See also: IRC log
<bhill> Any volunteers to scribe if jrossi can't attend?
next on the list is tanvi.
<bhill> ...don't see her in chat yet, either
<jeffh> ah, zakim "knows" me........
<scribe> scribenick: ekr
<jeffh> moz was muddy for me too
<bhill> http://lists.w3.org/Archives/Public/public-webappsec/2013Feb/0015.html
<bhill> csp and the threats from inline styles
<imelven> thanks brad
<bhill> Joint F2F April 25-26
bhill: proposed agenda, one test day
… perhaps friday, focus on CSP testing
<bhill> https://www.w3.org/2011/webappsec/track/actions/open
Action 92/Issue 32
<trackbot> Error finding '92/Issue'. You can review and register nicknames at <http://www.w3.org/2011/webappsec/track/users>.
<imelven> hopefully we will have our unprefixed CSP stuff at least in nightly before the CSP testing day :)

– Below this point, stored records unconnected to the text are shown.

PR #3588, opened 2021-08-03
redfish: Disable the uefi_capsule plugin if coldplug succeeded

hughsie:
We don't want to show the big warning about the missing ESRT on server
hardware that is managed by a BMC:

    WARNING: UEFI capsule updates not available or enabled in firmware setup
      See https://github.com/fwupd/fwupd/wiki/PluginFlag:capsules-unsupported for more information.

Type of pull request:

- [X] Code fix
- [ ] Feature
- [ ] Documentation


superm1 (approved):
There isn't any spec saying it has to be done this way, so at least until we see an EC or BMC with redfish and ESRT together it makes sense to me.

hughsie:
Right, I did consider a quirk, but it seemed sufficiently unlikely. Thanks for the sanity check.

PR #3592, opened 2021-08-03
Fall back to the parent if the child does not have a battery level set

hughsie:
Type of pull request:

- [X] Code fix
- [ ] Feature
- [ ] Documentation


hughsie:
@hardboprobot would this be useful for you?

superm1 (commented):
I think this should be an explicit opt in behavior. If you have a parent and child that both have batteries but one can't properly report for some reason this could be reporting improper information.

hughsie:
Fixed.

hardboprobot (approved):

<bhill> http://lists.w3.org/Archives/Public/public-webappsec/2013Feb/0019.html
<bhill> that mail is about subject of how to identify non-hierarchial URIs
bhill: still working on 101
skipping 102 (no mike)
http://www.w3.org/2011/webappsec/track/actions/104
<imelven> dveditz cannot make the call today, fyi
http://www.w3.org/2011/webappsec/track/actions/105
bhill: not done yet
http://www.w3.org/2011/webappsec/track/actions/106: mike not on the call
http://www.w3.org/2011/webappsec/track/actions/107 http://www.w3.org/2011/webappsec/track/actions/108 not done
http://www.w3.org/2011/webappsec/track/actions/109 dveditz not on the call
https://www.w3.org/2011/webappsec/track/actions/111: complete
https://www.w3.org/2011/webappsec/track/actions/113
abarth: this is a standards political football.

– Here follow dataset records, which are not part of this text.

PR #3594, opened 2021-08-03
test: Allow setting plugin parameters using an environment variable

hughsie:
Based on a patch by Twain Byrnes <binarynewts@google.com>, many thanks.

Use this to test:

sudo FWUPD_TEST_PLUGIN_XML="<config><delay_decompress_ms>100</delay_decompress_ms></config>" \
./src/fwupdtool --plugins test get-devices -v

Type of pull request:

- [ ] Code fix
- [X] Feature
- [ ] Documentation

### DIFF
--- a/plugins/test/fu-plugin-test.c
+++ b/plugins/test/fu-plugin-test.c
@@ -9,7 +9,9 @@
 #include <fwupdplugin.h>
 
 struct FuPluginData {
-	GMutex			 mutex;
+	guint delay_decompress_ms;
+	guint delay_write_ms;
+	guint delay_verify_ms;
 };
 
 void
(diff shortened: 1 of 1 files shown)


hughsie:
@binaryNewts does this work instead?

binaryNewts:
I'm trying to test this out for myself but am having some troubles.

I run `FWUPD_TEST_PLUGIN_XML="<delay_decompress_ms>100000</delay_decompress_ms>" ` and then `/usr/bin/fwupdmgr update b585990a-003e-5270-89d5-3705a17f9a4` (or `fwupdtool` instead of `/usr/bin/fwupdmgr`).
On the second command, I keep getting an error: `Invalid arguments` and then it terminates.
When I run with fwupdtool, I get to full bars for decompressing and loading before it breaks, but it stops working immediately for fwupdmgr.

my opinion is that we should reference the URL spec from whatwg
IETF wanted folks to reference their spec.
some people will be sad about that and complain
ekr: I don't think it's good to be abandoning the IETF spec.
abarth: we should leave this open, but there may
not be a good spec to reference
... propose we close the action and leave the issue
http://www.w3.org/2011/webappsec/track/actions/114: not done
http://www.w3.org/2011/webappsec/track/actions/115: adam will d o it eventually
http://www.w3.org/2011/webappsec/track/actions/116: mike was amenable to doing this
http://www.w3.org/2011/webappsec/track/actions/118: let the list hash it out
http://www.w3.org/2011/webappsec/track/actions/119: not done yet
<bhill> https://www.w3.org/2011/webappsec/track/issues/raised
bhill: two issues raised in the last two weeks
https://www.w3.org/2011/webappsec/track/issues/42
https://www.w3.org/2011/webappsec/track/issues/43
bhill: does this require any specific language int he CSP spec?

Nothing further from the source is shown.